The line of people waiting for doors to open wrapped around the Oriental Theater — showcasing the aesthetic influences of the “Godfather of Goth’s” reach as most people, dressed in black, peered anxiously at their phones or watches. The mood was everything but somber. There was an electric energy in the wait, and talk of Bauhaus cut through the cold and fog that had accumulated almost as a way of inviting the night into existence.

Bauhaus hasn’t been a full band since 2008 when they released their final studio album to date titled Go Away White. The contention between members led them to disband and pick up solo projects outside of the Bauhaus name. The concerts on Monday and Tuesday night were the closest the band has come to working in fruition since their official break-up — with bassist David J and frontman Peter Murphy touring together to celebrate 40 years of Bauhaus history. The two goth champions went through their first studio album In The Flat Field with other intrinsic Bauhaus hits sprinkled through the set as well.

Photo of David J and Peter Murphy / Courtesy of Peter Murphy’s Facebook

Monday night started promptly at 8 p.m. with Vinsantos — who called themselves “the queer witch of New Orleans” — walking through the crowd to the stage. Their humor and outfits were a perfect compliment to the venue and their musicianship was exactly what the night needed. Through dark lyricism, Vinsantos spun a web of musicality, sweeping through dramatic arpeggios on the piano. After a “non-consensual encore” — where Vinsantos directed the crowd beforehand to clap loudly enough to get them back on stage — the night went quiet as Desert Mountain Tribe (a three-piece band from England) took the spotlight. The band started going through their motions and quickly picked up speed and energy akin more to the Colorado jam scene than a goth show. Although this was the case, the audience embraced the change. Desert Mountain Tribe is an accomplished band with a drummer who was dripping sweat at the end of their set due to the complexity of the rhythmic patterns.

A bit before 10 p.m., the former members of Bauhaus and guitarist Mark Thwaite and drummer Marc Slutsky made it to the stage. Murphy is still a sight to behold, with his striking blue eyes and high cheekbones, he evokes all of the undertones of the goth culture he is so well known for. David J adorned dark sunglasses and a popped collar and stood directly left of Murphy. The night began with “Double Dare,” with In The Flat Field album art projecting behind the band as the drummer picked up tempo and Thwaite ripped through the distorted guitar chords. There was barely pause between songs as the four-piece explored song after song to uproars of applause. “The Spy In The Cab” was an entertaining performance with David J staring straight ahead at the audience while holding and repeating a bass note that came out mimicking a heart rate monitor. Murphy would jaunt around the stage with a bedazzled jacket in tow, looking down at the audience with a mixture of disdain and curiosity. His vocals never faltered and his theatrics managed to overcome the test of time. During “Stigmata Martyr,” Murphy used the microphone stand to suspend himself as if crucified while the band ripped through the instrumentals of the song.
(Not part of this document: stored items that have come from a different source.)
PR #3561, opened 2024-02-28
Improve language tests

matejcik:
removed a bunch of tests that don't make sense

added more granular tests for silent installation (still more will be needed though, pending the ability to install an invalid or outdated blob via debuglink)

added test for extended data in the header


matejcik:
f130892cc4451f0eb941f1eb2a7a0fe4e8b1000c should prevent one of the problems from #3567 going forward

grdddj:
`test_error_version_mismatch` fails as it is not forwarding the `data["header"]["version"] = "3.5.4"` value into `prepare_blob` - it is being replaced by `client.version` ... maybe add `force_version: tuple | None = None` argument into the `build_and_sign_blob`

I see the test for checking invalid signature got removed --- was it not important?

matejcik:
> I see the test for checking invalid signature got removed --- was it not important?

i thought that it's testing the same thing as "invalid data hash", but it's not.
updated and restored in 4483f9dc1ece69ca600a6cfae9345dbad5893ffe which btw is no longer a fixup, i'll need to remember to rename it to a stand-alone commit in the rebase


> `test_error_version_mismatch` fails as it is not forwarding the `data["header"]["version"] = "3.5.4"` value into `prepare_blob`

fixed in 4f24c32629d2237cecc6d4a95aa1237fde9a3fa6

grdddj (approved):
Thanks for the fixes, LGTM if the CI will be alright

PR #3565, opened 2024-02-28
Flash area API for Python, test speedup

matejcik:
This PR implements API for direct access to flash areas from MicroPython. This is then exposed over debuglink to allow us to mess with installed firmware and test inconsistency handling.

The second part of the PR uses this capability to check that the tested Trezor is in desired state. Storage will only be wiped when necessary. This should significantly speed up hardware tests.

tagging:
@mmilata for overall review
@andrewkozlik for specific code comments
@TychoVrahe for review of the flash area interface, i.e., most of the code in `modtrezorio-flash.h`


core/embed/extmod/modtrezorutils/modtrezorutils.c
```diff
@@ -145,68 +135,6 @@ STATIC mp_obj_t mod_trezorutils_halt(size_t n_args, const mp_obj_t *args) {
...
-  if (blake2s_Final(&ctx, vstr.buf, vstr.len) != 0) {
-    vstr_clear(&vstr);
-    mp_raise_msg(&mp_type_RuntimeError, "Failed to finalize firmware hash.");
-  }
-
-  return mp_obj_new_str_from_vstr(&mp_type_bytes, &vstr);
-}
-STATIC MP_DEFINE_CONST_FUN_OBJ_VAR_BETWEEN(mod_trezorutils_firmware_hash_obj, 0,
-                                           2, mod_trezorutils_firmware_hash);
-
```
matejcik, line 209: @andrewkozlik this code was moved...

core/embed/extmod/modtrezorio/modtrezorio-flash.h
```diff
@@ -118,3 +123,302 @@ STATIC const mp_obj_type_t mod_trezorio_FlashOTP_type = {
...
+
+  vstr_t vstr = {0};
+  vstr_init_len(&vstr, BLAKE2S_DIGEST_LENGTH);
+  if (blake2s_Final(&ctx, vstr.buf, vstr.len) != 0) {
+    vstr_clear(&vstr);
+    mp_raise_msg(&mp_type_RuntimeError, "Failed to finalize hash.");
+  }
+
+  return mp_obj_new_str_from_vstr(&mp_type_bytes, &vstr);
+}
```
matejcik, line 232: @andrewkozlik  ...to here. Please double-check that I didn't break something.

core/src/apps/misc/get_firmware_hash.py
matejcik, line 1: @andrewkozlik please review this change in particular.

one interesting point to note, with this API it would now be possible to request hashing of a specific firmware chunk, which would make the whole operation even faster, to the point of imperceptibility by the user.
(otoh if we did that, it might open the window for an attacker to essentially read out the firmware kilobyte by kilobyte, which might be a problem if some boundary check somewhere got messed up)

core/embed/extmod/modtrezorio/modtrezorio-flash.h
```diff
@@ -118,3 +123,302 @@ STATIC const mp_obj_type_t mod_trezorio_FlashOTP_type = {
...
+    {MP_ROM_QSTR(MP_QSTR___name__), MP_ROM_QSTR(MP_QSTR_flash_area)},
+    MP_ROM_FLASH_AREA(BOARDLOADER),
+    MP_ROM_FLASH_AREA(BOOTLOADER),
+    MP_ROM_FLASH_AREA(FIRMWARE),
+    MP_ROM_FLASH_AREA(STORAGE_A),
+    MP_ROM_FLASH_AREA(STORAGE_B),
+    MP_ROM_FLASH_AREA(TRANSLATIONS),
+#if USE_OPTIGA && !defined(TREZOR_EMULATOR)
+    MP_ROM_FLASH_AREA(SECRET),
+#endif
```
matejcik, line 415: TODO: in production mode, we should also not create objects for storage / secret

core/src/apps/misc/get_firmware_hash.py
TychoVrahe: if speed is a concern here, lets reconsider using sha256 on U5 models here too, so we can use hw accelerator.

core/embed/extmod/modtrezorio/modtrezorio-flash.h
```diff
@@ -118,3 +123,302 @@ STATIC const mp_obj_type_t mod_trezorio_FlashOTP_type = {
...
+
+  uint32_t blocks = data.len / FLASH_BLOCK_SIZE;
+  const flash_block_t *data_as_blocks = (const flash_block_t *)data.buf;
+
+  ensure(flash_unlock_write(), NULL);
+  for (int i = 0; i < blocks; i++) {
+    if (sectrue != flash_area_write_block(self->area,
+                                          offset + i * FLASH_BLOCK_SIZE,
+                                          data_as_blocks[i])) {
+      mp_raise_ValueError("Write failed.");
```
TychoVrahe, line 308: this returns early via nlr_jump, so we should `flash_lock_write` before raising.

core/embed/extmod/modtrezorio/modtrezorio-flash.h
TychoVrahe: on U5 models, SECRET area is inaccessible to FW even in debug, so maybe that shouldn't be created there regardless on `PRODUCTION`

core/embed/extmod/modtrezorio/modtrezorio-flash.h
```diff
@@ -118,3 +123,302 @@ STATIC const mp_obj_type_t mod_trezorio_FlashOTP_type = {
...
+}
+
+STATIC MP_DEFINE_CONST_FUN_OBJ_3(mod_trezorio_FlashArea_read_obj,
+                                 mod_trezorio_FlashArea_read);
+
+/// if __debug__:
+///     def write(self, offset: int, data: bytes) -> None:
+///         """
+///         Writes data to flash area.
+///         Offset and written data size must be a multiple of quadword (16
```
TychoVrahe, line 280: quadword reference obsolete, FLASH_BLOCK_SIZE is dependent on MCU.

core/embed/extmod/modtrezorio/modtrezorio-flash.h
```diff
@@ -118,3 +123,302 @@ STATIC const mp_obj_type_t mod_trezorio_FlashOTP_type = {
...
+STATIC mp_obj_t mod_trezorio_FlashArea_write(mp_obj_t obj_self,
+                                             mp_obj_t obj_offset,
+                                             mp_obj_t obj_data) {
+  mp_obj_FlashArea_t *self = (mp_obj_FlashArea_t *)MP_OBJ_TO_PTR(obj_self);
+  uint32_t offset = trezor_obj_get_uint(obj_offset);
+  mp_buffer_info_t data = {0};
+  mp_get_buffer_raise(obj_data, &data, MP_BUFFER_READ);
+
+  if (data.len % FLASH_BLOCK_SIZE != 0) {
+    mp_raise_ValueError("Write size must be a multiple of 16.");
```
TychoVrahe, line 292: 16 is wrong on F4

TychoVrahe (changes requested):
reviewed `modtrezorio-flash.h` only

core/src/apps/misc/get_firmware_hash.py
andrewkozlik: > request hashing of a specific firmware chunk, which would make the whole operation even faster

Why would we want to hash only a specific chunk? We have to hash the entire firmware, so doing it by chunks seems inefficient.

> read out the firmware

Reading out the firmware is not a concern, so since you mention boundary checks, I assume you are concerned about reading out the norcow storage. That might be a concern, however, since the code requires offset and length alignment to 1024 bytes, you can't even read out the firmware.

core/embed/extmod/modtrezorio/modtrezorio-flash.h
andrewkozlik: Bug: `offset` is ignored. The hash is computed from the start of the area.

core/embed/extmod/modtrezorio/modtrezorio-flash.h
```diff
@@ -118,3 +123,302 @@ STATIC const mp_obj_type_t mod_trezorio_FlashOTP_type = {
...
+    if (blake2s_InitKey(&ctx, BLAKE2S_DIGEST_LENGTH, challenge.buf,
+                        challenge.len) != 0) {
+      mp_raise_msg(&mp_type_ValueError, "Invalid challenge.");
+    }
+  } else {
+    blake2s_Init(&ctx, BLAKE2S_DIGEST_LENGTH);
+  }
+
+  uint32_t area_size = flash_area_get_size(self->area);
+  if (area_size - offset < length) {
```
andrewkozlik, line 204: Since we are dealing with unsigned values, I don't think this will detect `offset > area_size`, because the subtraction will wrap to a large value.

core/embed/extmod/modtrezorio/modtrezorio-flash.h
```diff
@@ -118,3 +123,302 @@ STATIC const mp_obj_type_t mod_trezorio_FlashOTP_type = {
...
+///     Area of the flash memory
+///     """
+
+typedef struct _mp_obj_FlashArea_t {
+  mp_obj_base_t base;
+  const flash_area_t *area;
+} mp_obj_FlashArea_t;
+
+#define FLASH_READ_CHUNK_SIZE 1024
+#define PROGRESS_CHUNK_SIZE ((1024 / FLASH_READ_CHUNK_SIZE) * 16)
```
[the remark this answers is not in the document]
matejcik: ddab6396604da4b6f062e5fc8630f6fe1bd59767

core/embed/extmod/modtrezorio/modtrezorio-flash.h
matejcik: c8db36e3fa40721edad402982a1c3f262d2b30b6

core/embed/extmod/modtrezorio/modtrezorio-flash.h
matejcik: c8db36e3fa40721edad402982a1c3f262d2b30b6

core/embed/extmod/modtrezorio/modtrezorio-flash.h
matejcik: c8db36e3fa40721edad402982a1c3f262d2b30b6

core/embed/extmod/modtrezorio/modtrezorio-flash.h
matejcik: e442983a3ca133f508964302effb3c9c2f209f85

core/embed/extmod/modtrezorio/modtrezorio-flash.h
```diff
@@ -118,3 +123,303 @@ STATIC const mp_obj_type_t mod_trezorio_FlashOTP_type = {
...
+      mp_raise_msg(&mp_type_RuntimeError, "Failed to read flash.");
+    }
+    blake2s_Update(&ctx, data, FLASH_READ_CHUNK_SIZE);
+    if (i % CHUNKS_PER_PROGRESS_STEP ==
+        start_chunk % CHUNKS_PER_PROGRESS_STEP) {
+      ui_progress(ui_wait_callback, i * FLASH_READ_CHUNK_SIZE);
+    }
+  }
+
+  ui_progress(ui_wait_callback, length);
```
andrewkozlik, line 224: One or two of the three `ui_progress()` calls here is wrong. Now that we introduced the `offset`, it's not clear what `ui_wait_callback()`, in this case `report(byte: int)`, expects the parameter to be. Either the range of the parameter is `[offset, offset + length]` or it is `[0, length]`.

matejcik: fixed (hopefully) in d718de0ab8d46813c281e4aea7c071a7fae9fd6b
this whole piece of code is rather awkward now, but the only way around that I see is making the progress from `[offset : offset + length]` and that seems like an ugly API

matejcik:
the code here has drifted too much and we achieved a speedup via different means (#4375) so i'm going to close this

Issue #2509, opened 2022-09-12
Add screenshot diff to failed device tests in CI


TychoVrahe:
If device test fails in CI due to screens being different, it would be nice to highlight in report where the screens differ, since sometimes the differences might be too small for human eye. 

[ImageMagick](https://imagemagick.org/index.php) compare tool is one option, see example output in this comment https://github.com/trezor/trezor-firmware/pull/2471#issuecomment-1243346467

TychoVrahe:
implemented in https://github.com/trezor/trezor-firmware/pull/3569

PR #3569, opened 2024-02-29
feat(tests): show screenshot diff

cepetr:
This PR adds the third column to the table for comparing screenshots captured in UI tests 

resoves #2509 

The third column show the difference between the recorded and the current screenshot.

Screenshot from 2024-02-29 09-45-12


Hannsek:
The red pixels are the differing ones? How does those two screenshots differ?

cepetr:
> The red pixels are the differing ones? How does those two screenshots differ?

Yes, now the red pixels show the difference. We can improve it somehow in the future.

PR #3570, opened 2024-02-29
chore: upgrade style checkers

matejcik:
black 24.2.0
flake8 7.0.0

some neat improvements for if-else statements there

VSCode black plugin already has the updated version so without this PR auto-formatting will mess up your style check


mmilata (approved):
LGTM & I think the poetry.lock changes might clear up some issues I ran into in #3412.

PR #3571, opened 2024-02-29
Method signatures for Rust layout objects

### LINKED ISSUE #2672: RustLayout class and its methods lack signatures in the mock file
`LayoutObj::obj_type` should have doc comments and their output should go to `trezorui2.pyi`

matejcik:
some preliminary work for the global layout PR.
fixes #2672
also converts most functions in the layout files to `def -> Awaitable` format (instead of `async def -> T` with a single "return await").

### DIFF
--- a/core/embed/rust/src/ui/model_tr/layout.rs
+++ b/core/embed/rust/src/ui/model_tr/layout.rs
@@ -1708,13 +1708,13 @@ extern "C" fn new_show_wait_text(message: Obj) -> Obj {
 pub static mp_module_trezorui2: Module = obj_module! {
     Qstr::MP_QSTR___name__ => Qstr::MP_QSTR_trezorui2.to_obj(),
 
-    /// CONFIRMED: object
+    /// CONFIRMED: UiResult
     Qstr::MP_QSTR_CONFIRMED => CONFIRMED.as_obj(),
 
-    /// CANCELLED: object
+    /// CANCELLED: UiResult
     Qstr::MP_QSTR_CANCELLED => CANCELLED.as_obj(),
 
-    /// INFO: object
+    /// INFO: UiResult
     Qstr::MP_QSTR_INFO => INFO.as_obj(),
 
     /// def disable_animation(disable: bool) -> None:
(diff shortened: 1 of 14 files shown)


matejcik:
> What is the benefit of this change?

one less allocation per called function.
every async function instantiates a generator object which is then awaited. a plain function just gets called without this overhead.

core/src/trezor/wire/context.py
```diff
@@ -159,7 +161,7 @@ async def write(self, msg: protobuf.MessageType) -> None:
 CURRENT_CONTEXT: Context | None = None
 
 
-def wait(*tasks: Awaitable) -> Any:
+def wait(task: Awaitable[T]) -> Awaitable[T]:
     """
     Wait until one of the passed tasks finishes, and return the result, while servicing
```
mmilata, line 166: Docstring still refers to multiple tasks.

mmilata (approved):
Very nice, the upy<->rs interface was a big untyped mess ...

core/src/trezor/wire/context.py
matejcik: 9c630f56d00161e7d5209036428d5228006c87b2

core/embed/rust/src/ui/model_tr/layout.rs
```diff
@@ -2054,21 +2054,22 @@ pub static mp_module_trezorui2: Module = obj_module! {
...
-    /// ) -> object:
+    /// ) -> LayoutObj[UiResult]:
     ///    """Device recovery homescreen."""
     Qstr::MP_QSTR_confirm_recovery => obj_fn_kw!(0, new_confirm_recovery).as_obj(),
 
     /// def select_word_count(
     ///     *,
     ///     dry_run: bool,  # unused on TR
     /// ) -> int | str:  # TR returns str
+    /// ) -> LayoutObj[int | str]:
```
grdddj, line 2065: Seems we should delete the line above to compensate for the new line

matejcik: good catch, and how tf did this not completely break typechecking?

matejcik: b9e1bc8fa4e1ffbe1ce5c7142fd3ec417a86a7f0

PR #3708, opened 2024-04-11
fix T3T1 unsafevendor header and error screen displaying

TychoVrahe:
The toif image in unsafe vendor header was faulty, resulting in inability to run fw with that VH.

Error screen had missing refresh, and when called from rust the backlight was not ensured. Along with adding the refresh i removed duplicates on places that are calling the rust screen.

Building on #3683 , because that also changes vendor headers, but we also need to modify `mercury` UI in #3688

### DIFF
--- a/core/embed/trezorhal/stm32f4/common.c
+++ b/core/embed/trezorhal/stm32f4/common.c
@@ -53,6 +53,7 @@ uint32_t systick_val_copy = 0;
 extern void shutdown_privileged(void);
 
 void __attribute__((noreturn)) trezor_shutdown(void) {
+  display_finish_actions();
 #ifdef USE_SVC_SHUTDOWN
   svc_shutdown();
 #else
@@ -69,9 +70,7 @@ error_uni(const char *label, const char *msg, const char *footer) {
   display_orientation(0);
 
 #ifdef FANCY_FATAL_ERROR
-
   screen_fatal_error_rust(label, msg, "PLEASE VISIT\nTREZOR.IO/RSOD");
-  display_refresh();
 #else
   term_set_color(COLOR_WHITE, COLOR_FATAL_ERROR);
   if (label) {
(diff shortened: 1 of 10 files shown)


matejcik:
utACK
out of horrible curiosity, how did you manage to produce the previous vendor header?

TychoVrahe:
the vendor header is generated by the script without any issues from the faulty toif. The toif had added newline at the end, i guess IDE did that when i opended the file

matejcik:
> the vendor header is generated by the script without any issues from the faulty toif. The toif had added newline at the end, i guess IDE did that when i opended the file

no, the original toif is twice as big with EF BF BD inserted liberally throughout
image
apparently EF BF BD is the replacement character encoded in utf8, so the IDE must have gone quite wild on the file :grin: 
anyway, glad to see what went wrong here

matejcik (approved):

TychoVrahe:
hmm yeah so something like i opened the file in IDE like text file, it inserted newline (this is the only difference my CLion shows when comparing the two files as text) and reencoded in utf8..

core/embed/trezorhal/stm32f4/common.c
```diff
@@ -122,6 +120,7 @@ __fatal_error(const char *expr, const char *msg, const char *file, int line,
               rev[4]);
 #endif
   term_printf("\nPlease contact Trezor support.\n");
+  display_refresh();
```
cepetr, line 123: `term_printf()` calls `display_refresh()` itself -  so it's not needed here, as well as at few other places in this file and `stm32u5/common.c`.

cepetr (changes requested):

core/embed/trezorhal/stm32f4/common.c
TychoVrahe: fixed https://github.com/trezor/trezor-firmware/commit/1e3d5a49abf84dcbde52aab538f3ccc73a2ec16b

cepetr (approved):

The In The Flat Field setlist ended with “Nerves” but the band was far from done. They paid tribute to some of Bauhaus’s most loved songs including, but not limited to, “Bela Lugosi’s Dead.” There was a quick outfit change for Murphy as he donned a darker coat for the classic hit and a single spotlight shined on him during the opening verse. The shadows of each performer reflected on a now blank background, making every movement look augmented and distorted, a technical feat reflective of the ambiance. Murphy loomed over the audience, his eyes somehow more distinct and demonizing than before. He popped his cape-like collar a la Dracula and zeroed in on the crowd quite literally like Bela Lugosi would have done in one of his renditions of the famous vampire. The moment shifted as he moved on to other classic songs but the fear dwindled — a fear that was half of the appeal of the show to begin with.

Bauhaus was an important part of music history and Murphy and David J managed to evoke the genre they inspired with ease —despite the new age of music they live in. The darkness of the genre lives in a misunderstood place within most peoples hearts, resorting to stereotyping the music with the morality of the people who enjoy it. Goth and all that embodies it often is just a channel of self-expression that doesn’t require status quo affirmation. It’s a catharsis for the norms of day to day life. The proof is in the actual emotion evoked in these shows — and Murphy is the definitive homage to the genre as a whole. As he maneuvered through songs of angst and misunderstanding with his sallow intensity, he still managed to catch the eye of a small boy front row and pantomimed to the parents mid-song to make sure the kid had earplugs. Maybe not what you’d expect from the dark realms of goth, but definitely a reflection of what the genre is really all about.